(Dataset)

PR #828, opened 2023-12-17
Implement ONNX decoder merge

shaahji:
## Describe your changes

Implement ONNX decoder merge

* Introducing logic to merge onnnx decoders
* OnnxConversion now returns a merged ONNX model conditionally.

### DIFF
--- a/olive/model/handler/pytorch.py
+++ b/olive/model/handler/pytorch.py
@@ -5,6 +5,7 @@
 import logging
 import os
 import tempfile
+from copy import deepcopy
 from pathlib import Path
 from typing import Any, Callable, ClassVar, Dict, List, Optional, Tuple, Union
 
@@ -16,7 +17,7 @@ from olive.common.user_module_loader import UserModuleLoader
 from olive.common.utils import copy_dir
 from olive.constants import Framework, ModelFileFormat
 from olive.hardware.accelerator import Device
-from olive.model.config import HfConfig, IoConfig
+from olive.model.config import HfComponent, HfConfig, IoConfig
 from olive.model.config.registry import model_handler_registry
 from olive.model.handler.base import OliveModelHandler
 from olive.model.handler.mixin import DummyInputsMixin, HfConfigMixin
@@ -152,6 +153,31 @@ class PyTorchModelHandler(OliveModelHandler, HfConfigMixin, DummyInputsMixin):
 
         return model
 
+    def get_component_model(self, component: HfComponent, rank: Optional[int] = None) -> "PyTorchModelHandler":
+        if component.component_func is None:
+            logger.debug("component_func is not provided, using hf_config to get component")
+            model_component = self.load_hf_model(self.model_path)
+        else:
+            user_module_loader = UserModuleLoader(self.model_script, self.script_dir)
+            model_component = user_module_loader.call_object(component.component_func, self)
+
+        # the second default parameter is to fix ruff b023:
+        # https://docs.astral.sh/ruff/rules/function-uses-loop-variable/
+        def model_loader(_, model_component=model_component):
+            return model_component
+
+        component_hf_config = deepcopy(self.hf_config).dict()
+        component_hf_config.pop("components", None)
+        return PyTorchModelHandler(
+            model_loader=model_loader,
+            io_config=component.io_config,
+            dummy_inputs_func=component.dummy_inputs_func,
+            model_script=self.model_script,
+            script_dir=self.script_dir,
+            hf_config=HfConfig.parse_obj(component_hf_config),
+            model_attributes=self.model_attributes,
+        )
+
     def prepare_session(
         self,
         inference_settings: Optional[Dict[str, Any]] = None,
@@ -251,7 +277,7 @@ class PyTorchModelHandler(OliveModelHandler, HfConfigMixin, DummyInputsMixin):
 
 
 @model_handler_registry("DistributedPyTorchModel")
-class DistributedPyTorchModelHandler(OliveModelHandler):
+class DistributedPyTorchModelHandler(OliveModelHandler, HfConfigMixin):
     resource_keys: Tuple[str, ...] = ("model_path", "script_dir", "model_script", "adapter_path")
     json_config_keys: Tuple[str, ...] = (
         "model_name_pattern",
@@ -295,7 +321,7 @@ class DistributedPyTorchModelHandler(OliveModelHandler):
             validate_config(io_config, IoConfig).dict() if isinstance(io_config, (IoConfig, dict)) else io_config
         )
         self.dummy_inputs_func = dummy_inputs_func
-        self.hf_config = hf_config
+        self.hf_config = validate_config(hf_config, HfConfig) if hf_config else None
 
     @property
     def script_dir(self) -> str:
@@ -325,6 +351,22 @@ class DistributedPyTorchModelHandler(OliveModelHandler):
             io_config=self.io_config,
             dummy_inputs_func=self.dummy_inputs_func,
             hf_config=self.hf_config,
+            adapter_path=self.adapter_path,
+            model_attributes=self.model_attributes,
+        )
+
+    def get_component_model(self, component: HfComponent, rank: int = 0) -> PyTorchModelHandler:
+        # TODO(shaahji): Add support for 'HfComponent.component_func'
+        hf_config = deepcopy(self.hf_config).dict()
+        hf_config.pop("components", None)
+        return PyTorchModelHandler(
+            model_path=self.ranked_model_path(rank),
+            model_file_format=ModelFileFormat.PYTORCH_ENTIRE_MODEL,
+            model_script=self.model_script,
+            script_dir=self.script_dir,
+            io_config=component.io_config,
+            dummy_inputs_func=component.dummy_inputs_func,
+            hf_config=HfConfig.parse_obj(hf_config),
             adapter_path=self.adapter_path,
             model_attributes=self.model_attributes,
         )
--- a/olive/passes/onnx/conversion.py
+++ b/olive/passes/onnx/conversion.py
@@ -30,6 +30,7 @@ from olive.model.config.hf_config import HfConfig, get_model_type_from_hf_config
 from olive.model.utils import resolve_onnx_path
 from olive.passes import Pass
 from olive.passes.onnx.common import get_external_data_config, model_proto_to_olive_model
+from olive.passes.onnx.merge_decoders import merge_decoders
 from olive.passes.pass_config import PassConfigParam
 
 logger = logging.getLogger(__name__)
@@ -90,6 +91,11 @@ class OnnxConversion(Pass):
                 required=False,
                 description="Number of parallel jobs. Defaulted to number of CPUs. Set it to 0 to disable.",
             ),
+            "merge_components": PassConfigParam(
+                type_=bool,
+                default_value=False,
+                description="Whether to merge the converted components.",
+            ),
         }
         config.update(get_external_data_config())
         return config
@@ -112,6 +118,9 @@ class OnnxConversion(Pass):
                 model, data_root, config, output_model_path, device, torch_dtype
             )
 
+        if not model.hf_config or not model.hf_config.components:
+            return self._convert_model_on_device(model, data_root, config, output_model_path, device, torch_dtype)
+
         onnx_models = []
         component_names = []
         for component_name, component_model in model.get_hf_components():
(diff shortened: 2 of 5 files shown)


olive/model/handler/pytorch.py
```diff
@@ -152,6 +153,31 @@ def load_model(self, rank: int = None) -> torch.nn.Module:
...
+    def get_component_model(self, component: HfComponent, rank: Optional[int] = None) -> "PyTorchModelHandler":
+        if component.component_func is None:
+            logger.debug("component_func is not provided, using hf_config to get component")
+            model_component = self.load_hf_model(self.model_path)
+        else:
+            user_module_loader = UserModuleLoader(self.model_script, self.script_dir)
+            model_component = user_module_loader.call_object(component.component_func, self)
+
+        # the second default parameter is to fix ruff b023:
+        # https://docs.astral.sh/ruff/rules/function-uses-loop-variable/
```
guotuofeng, line 165: the functionality is already in https://github.com/microsoft/Olive/blob/main/olive/model/handler/mixin/hf_config.py#L62

docs/source/api/passes.rst
```diff
@@ -174,9 +174,3 @@ VitisAIQuantization
 OptimumConversion
 --------------------
 .. autoconfigclass:: olive.passes.OptimumConversion
-
-.. _optimum_merging:
-
-OptimumMerging
```
jambayk, line 180: I don't think we should remove this pass entirely. It can be renamed and use the new merge utils. 

For passes like transformers optimization, quantization, inc quantization, it is not clear if the final model after the following workflows will be the same:
- convert -> optimize each component -> merge
- convert + merge -> optimize merged model 

So I think it is better to keep the option to merge later open.

examples/directml/dolly_v2/config_dolly_v2.json
```diff
@@ -1,9 +1,11 @@
 {
     "input_model":{
-        "type": "OptimumModel",
```
jambayk, line 3: I agree that the current `OptimumModel` is redundant since it is just a pytorch model with hf_config. I was considering removing it too. 

But I think the `decoder_model` and `decoder_with_past` might be better as config parameters for `optimum_conversion`? In the context of a pytorch model, they don't make much sense.

docs/source/api/passes.rst
shaahji: `merge_decoders` logic is the same as what `OptimumMerge` is. Instead of it being a separate pass, it is merely a utility function. If need be we can create pass that just calls the `merge_decoders` function instead of using `optimum`.

jambayk: Yes, that's what I am suggesting too. Until we can confirm that merging first and then running the other passes later will produce the same model as merging later, I don't think we should change the llama or dolly examples to merge first.

examples/directml/dolly_v2/config_dolly_v2.json
shaahji: They are just _names_ for models. Didn't see a point in changing them. Mostly to avoid any failures upstream if there was something depending on these models being called that.

jambayk: Since optimummodel is being removed, any incompatibility failures would already be caused by it? 

So imo, if we are fixing this redundant model handler, it's better to fix the weird placement of the names too. The names in the pytorch model makes it seem like it has multiple components, but it doesn't. It's only used by the optimum conversion pass to select the onnx components.

examples/directml/llama_v2/config_llama_v2.json
```diff
@@ -895,9 +895,6 @@
                     "/norm/Mul"
                 ]
             }
-        },
```
jambayk, line 898: also, this example still needs a merging pass. This model is a composite model so it follows this flow `https://github.com/microsoft/Olive/blob/main/olive/passes/olive_pass.py#L357`. There will still be composite onnx model here.

examples/directml/dolly_v2/config_dolly_v2.json
shaahji: > Since optimummodel is being removed, any incompatibility failures would already be caused by it?

Not exactly because OptimumModel would have followed by OptimumMerge which expected the inputs named certain way. That second part has been replaced with `merge_decoders` which also expect the models be named the same way.

olive/model/utils/merge_decoders.py
jambayk, line 1: This file might be better under `olive.passes.onnx`?

shaahji: It's not a pass so shouldn't be under _passes_.

jambayk: it's a util used by passes. We do the same for other utils too 
https://github.com/microsoft/Olive/tree/main/olive/passes/onnx/vitis_ai
https://github.com/microsoft/Olive/blob/main/olive/passes/pytorch/qat_utils.py
etc

examples/directml/dolly_v2/config_dolly_v2.json
jambayk: What I meant is that any example that uses optimummodel or any optimum passes need to be updated anyways since they are all tied to each other. 
So, moving the components as a parameter for optimum conversion pass would not cause any additional breakage.

docs/source/api/passes.rst
xiaoyu-work: Yeah I agree with Jambay. We could create a new pass to have an option to merge models later.

olive/passes/onnx/optimum_conversion.py
```diff
@@ -63,7 +64,7 @@ def validate_search_point(
         return True
 
     def _run_for_config(
-        self, model: OptimumModelHandler, data_root: str, config: Dict[str, Any], output_model_path: str
```
xiaoyu-work, line 66: I'm kinda confused now, since we removed optimum model, what is the difference between the onnxconversion pass and optimum conversion pass?

examples/llama2/tensor_parallel_generate.py
```diff
@@ -0,0 +1,59 @@
+import os
```
xiaoyu-work, line 1: What is this used for?

olive/passes/onnx/optimum_conversion.py
shaahji: Certain models need patching to export and optimum does that. Basically, the usual `torch.onnx.export` would not succeed for these models. OnnxConversion uses the `torch.onnx.export` and OptimumConversion uses the same with some patchwork to make a model _exportable_.

docs/source/api/passes.rst
shaahji: Puled out the change to OptimumMerge & OptimumModelHandler. PR focus on introducing merge decoders for OnnxConversion only.

examples/directml/dolly_v2/config_dolly_v2.json
shaahji: Puled out the change to OptimumMerge & OptimumModelHandler. PR focus on introducing merge decoders for OnnxConversion only.

examples/directml/llama_v2/config_llama_v2.json
shaahji: Pulled out the change to OptimumMerge & OptimumModelHandler. PR focus on introducing merge decoders for OnnxConversion only.

examples/llama2/tensor_parallel_generate.py
shaahji: Pulled out the change to OptimumMerge & OptimumModelHandler. PR focus on introducing merge decoders for OnnxConversion only.

olive/passes/onnx/conversion.py
```diff
@@ -124,10 +133,11 @@ def _run_for_config(
             onnx_models.append(output_model_component)
             component_names.append(component_name)
 
-        if onnx_models:
-            return CompositeModelHandler(onnx_models, component_names)
-        else:
-            return self._convert_model_on_device(model, data_root, config, output_model_path, device, torch_dtype)
+        if config["merge_components"] and len(onnx_models) == 2:
+            merged_model = merge_decoders(onnx_models[0].model_path, onnx_models[1].model_path)
+            return model_proto_to_olive_model(merged_model, output_model_path, config)
```
jambayk, line 138: Should we delete the component sub directories since they are already merged? The components were also saved in the output model directory. 

Might also have to resolve the final `output_model_path` like at https://github.com/microsoft/Olive/blob/main/olive/passes/onnx/conversion.py#L375. Otherwise, the onnx model will probably be saved without a `.onnx` suffix.

olive/passes/onnx/conversion.py
```diff
@@ -412,26 +422,64 @@ def _export_ranked_model(params):
...
+                            pytorch_model,
+                            dummy_inputs,
+                            io_config,
+                            pass_config,
+                            device,
+                            torch_dtype,
+                            tempdir,
+                        )
+
+                    ranked_component_model = model_proto_to_olive_model(
```
jambayk, line 445: if it's saved to `output_filepath`, wouldn't the components overwrite each other?

jambayk: Since, the components are going to be merge anyways, might be easier to just keep the component model protos in memory and call merge_decoder on them directly? That way, there is no need to save, load and clean up.

olive/passes/onnx/conversion.py
shaahji: I don't think we should delete the component models. The component models wouldn't end up in the output folder unless this is the last pass in the config. Even in that case, the component models aren't returned so they shouldn't be in the output folder.

Fixed the path resolve issue.

olive/passes/onnx/conversion.py
shaahji: No output_file is ranked model name of the format model_XX.onnx so each file is named differently i.e. based on the rank.

jambayk: I mean the components of the same rank. this code is using `output_filepath` for both components. So wouldn't the second component overwrite the second component?

shaahji: Wouldn't that be assuming that there are only two components, and they will be merged. There aren't use case yet but theoretically there could be more than two components and the result might be a _CompositeModel_. Of course, that isn't supported in this implementation but that's a potential scenario.

jambayk: we can ignore the keep modelproto suggestion. But there is still the issue of the components being saved to the same filepath.

shaahji: Fixed.

olive/passes/onnx/conversion.py
```diff
@@ -412,26 +422,53 @@ def _export_ranked_model(params):
...
-                    tempdir,
-                )
+            if input_model.hf_config and input_model.hf_config.components:
+                ranked_models = []
+                for _, component_model in input_model.get_hf_components(local_rank):
+                    dummy_inputs = component_model.get_dummy_inputs()
+                    io_config = None if pass_config["use_dynamo_exporter"] else component_model.get_io_config()
+                    pytorch_model = component_model.prepare_session(rank=local_rank)
+
+                    with torch.no_grad():
```
jambayk, line 433: not completely related to this PR, but we could decorate the `_export_pytorch_model` method with `@torch.no_grad()` like in https://github.com/microsoft/Olive/blob/bc8b3312251484986972cf53ac8d4b2f4ed2ca1f/olive/evaluator/olive_evaluator.py#L816. 

This way, it won't matter if we forgot to do the `with torch.no_grad():` like I did in `_convert_model_on_device`

olive/passes/onnx/conversion.py
jambayk: Thanks! for the more than two component case, it will now be on our future selves to sort out the filepaths haha.

jambayk (approved):

olive/passes/onnx/conversion.py

jambayk (approved):

olive/passes/onnx/conversion.py
```diff
@@ -27,9 +26,11 @@
 )
 from olive.model.config import IoConfig
 from olive.model.config.hf_config import HfConfig, get_model_type_from_hf_config
+from olive.model.handler.composite import CompositeModelHandler
```
jambayk, line 29: btw, is there a reason for importing this separately from the other handlers?

olive/passes/onnx/optimum_conversion.py
xiaoyu-work: Maybe out of the scope of this PR, but can we add patching feature to our onnx conversion pass?

olive/passes/onnx/conversion.py
shaahji: Merely an oversight. Fixed.

olive/passes/onnx/optimum_conversion.py
jambayk: I don't think it's straightforward since there are lots of model specific information and configs required for such features. Optimum actively maintains it. 

With optimum conversion, we just have to provide the model name, task/feature. They do the conversion args and everything automatically. 

even our automatic conversion args is not up-to-date since new models get added everytime and huggingface doesn't maintain the `transformers.onnx` module we rely on. I have been considering migrating that feature to use optimum configs underneath when I have the time to try it.

jambayk (approved):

(End Dataset)

Problem details
Restate word for word the lines above, beginning at the first one and ending at the line that carries "from olive.constants import".

Expected answer
PR #828, opened 2023-12-17
Implement ONNX decoder merge

shaahji:
## Describe your changes

Implement ONNX decoder merge

* Introducing logic to merge onnnx decoders
* OnnxConversion now returns a merged ONNX model conditionally.

### DIFF
--- a/olive/model/handler/pytorch.py
+++ b/olive/model/handler/pytorch.py
@@ -5,6 +5,7 @@
 import logging
 import os
 import tempfile
+from copy import deepcopy
 from pathlib import Path
 from typing import Any, Callable, ClassVar, Dict, List, Optional, Tuple, Union
 
@@ -16,7 +17,7 @@ from olive.common.user_module_loader import UserModuleLoader
 from olive.common.utils import copy_dir
 from olive.constants import Framework, ModelFileFormat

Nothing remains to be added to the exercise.